> _What the task asks_
Give back each entry verbatim.

[Collected data]
:::::

PR #1177, opened 2024-09-26
stream-metadata: remove cache for 404 (stream not found/image not found)

miguel-nascimento:
We create the space on-chain before creating the stream.
With the 404 cache, we could accidentally hit `/space/{spaceAddress}/image` before the stream creation, causing and error and caching it. We don't want this for now.

### DIFF
--- a/packages/stream-metadata/src/routes/spaceImage.ts
+++ b/packages/stream-metadata/src/routes/spaceImage.ts
@@ -20,7 +20,8 @@ const paramsSchema = z.object({
 
 const CACHE_CONTROL = {
 	307: 'public, max-age=30, s-maxage=3600, stale-while-revalidate=3600',
-	'4xx': 'public, max-age=30, s-maxage=3600',
+	400: 'public, max-age=30, s-maxage=3600',
+	422: 'public, max-age=30, s-maxage=3600',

:::::

> _The answer_
PR #1177, opened 2024-09-26
stream-metadata: remove cache for 404 (stream not found/image not found)

miguel-nascimento:
We create the space on-chain before creating the stream.
With the 404 cache, we could accidentally hit `/space/{spaceAddress}/image` before the stream creation, causing and error and caching it. We don't want this for now.

### DIFF
--- a/packages/stream-metadata/src/routes/spaceImage.ts
+++ b/packages/stream-metadata/src/routes/spaceImage.ts
@@ -20,7 +20,8 @@ const paramsSchema = z.object({
 
 const CACHE_CONTROL = {
 	307: 'public, max-age=30, s-maxage=3600, stale-while-revalidate=3600',
-	'4xx': 'public, max-age=30, s-maxage=3600',
+	400: 'public, max-age=30, s-maxage=3600',
+	422: 'public, max-age=30, s-maxage=3600',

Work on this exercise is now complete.